(Data supplied)
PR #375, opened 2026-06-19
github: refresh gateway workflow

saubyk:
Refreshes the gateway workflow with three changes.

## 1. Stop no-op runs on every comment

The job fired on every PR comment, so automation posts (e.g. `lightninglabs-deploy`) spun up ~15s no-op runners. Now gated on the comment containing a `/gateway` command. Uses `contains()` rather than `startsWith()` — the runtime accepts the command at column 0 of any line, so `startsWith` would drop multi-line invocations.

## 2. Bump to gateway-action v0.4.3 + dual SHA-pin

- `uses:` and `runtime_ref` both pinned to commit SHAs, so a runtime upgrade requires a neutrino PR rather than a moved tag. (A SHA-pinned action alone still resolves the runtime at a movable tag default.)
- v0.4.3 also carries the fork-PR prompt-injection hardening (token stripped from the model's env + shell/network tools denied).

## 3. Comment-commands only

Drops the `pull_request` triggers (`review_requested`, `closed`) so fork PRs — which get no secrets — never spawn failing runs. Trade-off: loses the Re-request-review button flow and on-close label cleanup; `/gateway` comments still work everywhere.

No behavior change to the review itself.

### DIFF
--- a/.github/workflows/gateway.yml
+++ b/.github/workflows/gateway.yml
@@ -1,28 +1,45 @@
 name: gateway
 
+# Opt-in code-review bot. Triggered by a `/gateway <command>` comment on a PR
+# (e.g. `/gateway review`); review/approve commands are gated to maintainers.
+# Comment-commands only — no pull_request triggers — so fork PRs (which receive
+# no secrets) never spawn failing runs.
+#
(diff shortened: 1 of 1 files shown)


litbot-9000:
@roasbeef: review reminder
(End Data supplied)
→ **Exercise**:
Scan the lines above for "only" and state how many match, nothing more.

→ **Response area**:
2